Zmęczenie i wypalenie, wieczne poczucie bycia spóźnionym. Do tego przebodźcowanie: za głośno, za szybko, za dużo. Presja czasu i zawiedzionych własnych oczekiwań. Że waga znowu pokazuje za dużo, że haluks wyskoczył nie wiadomo jak i kiedy, że ciało żyje swoim życiem – zwłaszcza brzuch i pupa – i nie chce się wpasować w wymarzone ramki. Wszędobylstwo agresji w codziennym życiu oraz natarczywość obrazów niezawinionej śmierci i cierpienia gdziekolwiek spojrzeć. Czy tak musimy żyć? Świat stanął na głowie, a my nie tylko tracimy grunt pod nogami, ale przede wszystkim tracimy kontakt z samym sobą. Jeśli powstaje w głowie taka myśl, niechybny to znak, że czas udać się na terapię. Zanim to jednak zrobimy, warto sięgnąć po książkę Bogdana de Barbaro Po co światu psychoterapia.

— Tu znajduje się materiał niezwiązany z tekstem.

PR #6434, opened 2025-05-02
docs cli reference: update and pin clap-markdown, include aliases in reference

ilyagr:
clap-markdown doesn't follow semver, so I pinned the version exactly.

If we don't like the changes, we could pin the older versions instead. The main goal is so to prevent this from messing up dependabot PRs.


martinvonz (approved):
Makes sense. Thanks!

PR #6442, opened 2025-05-03
Executable config PR 1 - Small fixes

wrzian:
As requested, I'm splitting up the commits in the executable bit PR into smaller stacked PRs so they can be reviewed separately.

See https://github.com/jj-vcs/jj/pull/4478#pullrequestreview-2746646793 for context.

---

This PR is focused on commits that fix some small issues I encountered which should be trivial to review.

### DIFF
--- a/cli/src/commands/debug/local_working_copy.rs
+++ b/cli/src/commands/debug/local_working_copy.rs
@@ -37,7 +37,7 @@ pub fn cmd_debug_local_working_copy(
     let wc = check_local_disk_wc(workspace_command.working_copy().as_any())?;
     writeln!(ui.stdout(), "Current operation: {:?}", wc.operation_id())?;
     writeln!(ui.stdout(), "Current tree: {:?}", wc.tree_id()?)?;
-    for (file, state) in wc.file_states()? {
+    for (file, state) in wc.file_states()?.iter() {
         writeln!(
             ui.stdout(),
             "{:?} {:13?} {:10?} {:?} {:?}",
--- a/cli/src/description_util.rs
+++ b/cli/src/description_util.rs
@@ -1,4 +1,5 @@
 use std::collections::HashMap;
+use std::fmt::Write as _;
 use std::fs;
 use std::io;
 use std::io::Write as _;
@@ -349,11 +350,13 @@ pub fn combine_messages_for_editing(
             .into_string()
             .map_err(|_| user_error("Trailers should be valid utf-8"))?;
         let new_trailers = parse_trailers(&trailer_lines)?;
-        let trailers: String = new_trailers
+        let trailers = new_trailers
             .iter()
             .filter(|trailer| !old_trailers.contains(trailer))
-            .map(|trailer| format!("{}: {}\n", trailer.key, trailer.value))
-            .collect();
+            .fold(String::new(), |mut output, trailer| {
+                writeln!(output, "{}: {}", trailer.key, trailer.value).unwrap();
+                output
+            });
         if !trailers.is_empty() {
             combined.push_str("\nJJ: Trailers not found in the squashed commits:\n");
             combined.push_str(&trailers);
--- a/lib/src/local_working_copy.rs
+++ b/lib/src/local_working_copy.rs
@@ -616,7 +616,7 @@ fn remove_old_file(disk_path: &Path) -> Result<bool, CheckoutError> {
     match fs::remove_file(disk_path) {
         Ok(()) => Ok(true),
         Err(err) if err.kind() == io::ErrorKind::NotFound => Ok(false),
-        // TODO: Use io::ErrorKind::IsADirectory if it gets stabilized
+        Err(err) if err.kind() == io::ErrorKind::IsADirectory => Ok(false),
         Err(_) if disk_path.symlink_metadata().is_ok_and(|m| m.is_dir()) => Ok(false),
         Err(err) => Err(CheckoutError::Other {
             message: format!("Failed to remove file {}", disk_path.display()),
--- a/lib/src/local_working_copy.rs
+++ b/lib/src/local_working_copy.rs
@@ -418,23 +418,6 @@ impl<'a> FileStates<'a> {
     }
 }
 
-pub struct TreeState {
-    store: Arc<Store>,
-    working_copy_path: PathBuf,
-    state_path: PathBuf,
-    tree_id: MergedTreeId,
-    file_states: FileStatesMap,
-    // Currently only path prefixes
-    sparse_patterns: Vec<RepoPathBuf>,
-    own_mtime: MillisSinceEpoch,
-    symlink_support: bool,
-
-    /// The most recent clock value returned by Watchman. Will only be set if
-    /// the repo is configured to use the Watchman filesystem monitor and
-    /// Watchman has been queried at least once.
-    watchman_clock: Option<crate::protos::working_copy::WatchmanClock>,
-}
-
 fn file_state_from_proto(proto: &crate::protos::working_copy::FileState) -> FileState {
     let file_type = match proto.file_type() {
         crate::protos::working_copy::FileType::Normal => FileType::Normal {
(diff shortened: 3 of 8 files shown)


lib/src/local_working_copy.rs
```diff
@@ -598,7 +565,7 @@ fn remove_old_file(disk_path: &Path) -> Result<bool, CheckoutError> {
     match fs::remove_file(disk_path) {
         Ok(()) => Ok(true),
         Err(err) if err.kind() == io::ErrorKind::NotFound => Ok(false),
-        // TODO: Use io::ErrorKind::IsADirectory if it gets stabilized
+        Err(err) if err.kind() == io::ErrorKind::IsADirectory => Ok(false),
         Err(_) if disk_path.symlink_metadata().is_ok_and(|m| m.is_dir()) => Ok(false),
```
wrzian, line 569: Removing the second line causes test failures on Windows and Mac, I don't have the energy to really look into those, but the force push was me reverting that change.

ofek:
Thanks for breaking these up! Is the plan to have multiple PRs with the final being the original or would that also be in a new PR?

wrzian:
> Thanks for breaking these up! Is the plan to have multiple PRs with the final being the original or would that also be in a new PR?

Yes. I'm still finalizing a third split PR, but the original will contain the final set of changes and be based off the others.

thoughtpolice:
Can we split the first 3 clippy lint fixes out to another PR, if you don't mind? Those seem like genuine independent fixes and would help anyone developing on Windows, like you. (Actually, I wonder if adding another CI matrix entry to run clippy on all platforms would be worth it; it's fast compared to the whole testsuite so I doubt it would be a bottleneck. We can handle that separately from this, though.)

cli/src/description_util.rs
```diff
@@ -349,11 +350,13 @@ pub fn combine_messages_for_editing(
...
             .map_err(|_| user_error("Trailers should be valid utf-8"))?;
         let new_trailers = parse_trailers(&trailer_lines)?;
-        let trailers: String = new_trailers
+        let trailers = new_trailers
             .iter()
             .filter(|trailer| !old_trailers.contains(trailer))
-            .map(|trailer| format!("{}: {}\n", trailer.key, trailer.value))
-            .collect();
+            .fold(String::new(), |mut output, trailer| {
+                let _ = writeln!(output, "{}: {}", trailer.key, trailer.value);
```
yuja, line 357: nit: `.unwrap()` instead of ignoring error

btw, I think a better option is to filter out redundant `trailers`, and `write!()` into `combined`.

lib/src/local_working_copy.rs
yuja: Can you include the failing outputs (here or as inline comment)?

It's understandable that Windows has weird behavior in general, but I'm not sure why the tests are failing on macOS.

cli/src/commands/debug/local_working_copy.rs
```diff
@@ -37,7 +37,7 @@ pub fn cmd_debug_local_working_copy(
     let wc = check_local_disk_wc(workspace_command.working_copy().as_any())?;
     writeln!(ui.stdout(), "Current operation: {:?}", wc.operation_id())?;
     writeln!(ui.stdout(), "Current tree: {:?}", wc.tree_id()?)?;
-    for (file, state) in wc.file_states()? {
+    for (file, state) in wc.file_states()?.iter() {
```
yuja, line 40: nit: I wouldn't include this change in this PR because I assume this won't be needed if we refactor the executable config change in a way that the underlying data doesn't depend on the config knob.

yuja (commented):
Thanks for splitting PRs!

martinvonz:
Heads up that #6465 may conflict with this PR (I assume without even looking at the code). @yuja, perhaps your PR was even written to make this PR simpler?

yuja:
> Heads up that #6465 may conflict with this PR (I assume without even looking at the code). @yuja, perhaps your PR was even written to make this PR simpler?

It won't conflict with this PR itself, but will conflict with later PRs. I think we'll need something similar to #6465 in order to avoid future bugs, so I sent it out. (My origination motivation was to avoid CI failure because of Windows code.)

cli/src/commands/debug/local_working_copy.rs
wrzian: None of the other changes affect this.

wrzian:
Dude. What the fuck?

lib/src/local_working_copy.rs
wrzian: You can find them here: https://github.com/jj-vcs/jj/actions/runs/14812847212/job/41589698612

Here's one of the outputs from macos:
```
        FAIL [   0.179s] jj-lib::runner test_local_working_copy::test_git_submodule::ignore_all
──── STDOUT:             jj-lib::runner test_local_working_copy::test_git_submodule::ignore_all

running 1 test
test test_local_working_copy::test_git_submodule::ignore_all ... FAILED

failures:

failures:
    test_local_working_copy::test_git_submodule::ignore_all

test result: FAILED. 0 passed; 1 failed; 0 ignored; 0 measured; 455 filtered out; finished in 0.15s

──── STDERR:             jj-lib::runner test_local_working_copy::test_git_submodule::ignore_all
ignoring git submodule at "sub/module"
ignoring git submodule at "sub/module"
thread 'test_local_working_copy::test_git_submodule::ignore_all' panicked at lib/tests/test_local_working_copy.rs:1440:10:
called `Result::unwrap()` on an `Err` value: Other { message: "Failed to remove file /var/folders/hk/wjxbksl168x1c7_ycgqjys980000gn/T/jj-test-e8PMlC/repo/sub/module", err: Os { code: 1, kind: PermissionDenied, message: "Operation not permitted" } }
stack backtrace:
   0: _rust_begin_unwind
   1: core::panicking::panic_fmt
   2: core::result::unwrap_failed
   3: runner::test_local_working_copy::test_git_submodule
   4: runner::test_local_working_copy::test_git_submodule::ignore_all
   5: runner::test_local_working_copy::test_git_submodule::ignore_all::{{closure}}
   6: core::ops::function::FnOnce::call_once
```

wrzian:
@yuja The changes you made are literally a subset of the changes I was already making but in a slightly different way. This causes a major amount of conflicts to the main executable bit changes that I am now going to have to rewrite.

Did you not think that I might deserve to be pinged on that PR since it directly conflicts with what I'm doing? Maybe request a review from me?

I feel incredibly disrespected.

cli/src/description_util.rs
wrzian: Something like this?

```rust
let new_trailers = parse_trailers(&trailer_lines)?;
let mut once = true;
for trailer in new_trailers {
    if !old_trailers.contains(&trailer) {
        if once {
            combined.push_str("\nJJ: Trailers not found in the squashed commits:\n");
            once = false;
        }
        writeln!(combined, "{}: {}", trailer.key, trailer.value).unwrap();
    }
}
```

wrzian:
I rebased off main, fixed a partial nit in the first commit, and added one more commit at the end with another small change.

> Can we split the first 3 commits with the clippy lint fixes out to another PR, if you don't mind? Those seem like genuine independent fixes and would help anyone developing on Windows, like you.

There's already some review here, and I don't expect any of these commits to take time to review/merge. also is already broken out from another pull request, and I'm running low on energy to complete this.

cli/src/commands/debug/local_working_copy.rs
yuja: Well, I meant we won't need https://github.com/jj-vcs/jj/pull/6442/commits/20d5d1b2d68c394c13fa8e78ebff8793cb3d0fae if we addressed the old review comment in https://github.com/jj-vcs/jj/pull/4478#discussion_r1772775928 and https://github.com/jj-vcs/jj/pull/4478#discussion_r2031155547. `FileType::Normal { ... }` will store `bool` unconditionally, and it's up to caller (of `FileStates`) whether or not ignore the stored `executable: bool` value.

martinvonz:
> @yuja The changes you made are literally a subset of the changes I was already making but in a slightly different way. This causes a major amount of conflicts to the main executable bit changes that I am now going to have to rewrite.

@yuja, should we roll back your PR if it conflicts a lot with @wrzian's changes in a way that his PR will effectively roll back your changes anyway? I feel like we can replace `FileExecutableFlag` by a simple `bool`.

martinvonz:
> > I feel like we can replace `FileExecutableFlag` by a simple `bool`.
> 
> We'll still need a wrapper type `FileExecutableFlag(bool)` to ensure that the `FileState` value is interpreted where necessary. Using `bool` would be a source of bugs because it's easy to copy the value back and forth to `TreeValue`.

I see. Makes sense to me to use a wrapper type to reduce risk of bugs.

@wrzian: Have you tried the approach of having an executable bit on all platforms and just ignoring its value when writing a tree if we're on Windows or if the config has been set to ignore it?

wrzian:
I'm closing this because I'm moving to a new account, @isuffix. I'll restart this PR from that account with more atomic PRs.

Tabletki „na szczęście” się skończyły
Wydaje się, że niemal każdy chodzi już na terapię albo właśnie ją skończył. Wśród znajomych wymieniamy się numerami telefonów do sprawdzonych psychoterapeutów i skreślamy tych, którzy nam nie podpasowali. Jeszcze ciekawiej wygląda to wśród młodzieży. W jednej z trzydziestoosobowych klas licealnych, w której uczę, dziesięć osób chodzi na terapię, a kolejne dziesięć się nad tym zastanawia. Jeśli potraktujemy zespół klasowy jako przekrój społeczeństwa, to jedna trzecia z nas przebywa w gabinecie psychoterapeuty. Cotygodniowe spotkania terapeutyczne stały się już żelaznym punktem harmonogramu dnia, podobnie jak zajęcia na basenie, trening na siłowni czy wyjście do kina. Psychoterapeuci powinni zacierać ręce z uciechy, ponieważ klientów od czasów pandemii koronawirusa tylko przybywa, a kolejne wydarzenia – tak w Polsce, jak i na świecie – nie wskazują, aby ten trend miał się szybko skończyć. Bogdan de Barbaro w swojej książce mówi jednak: Mnie to wcale nie cieszy.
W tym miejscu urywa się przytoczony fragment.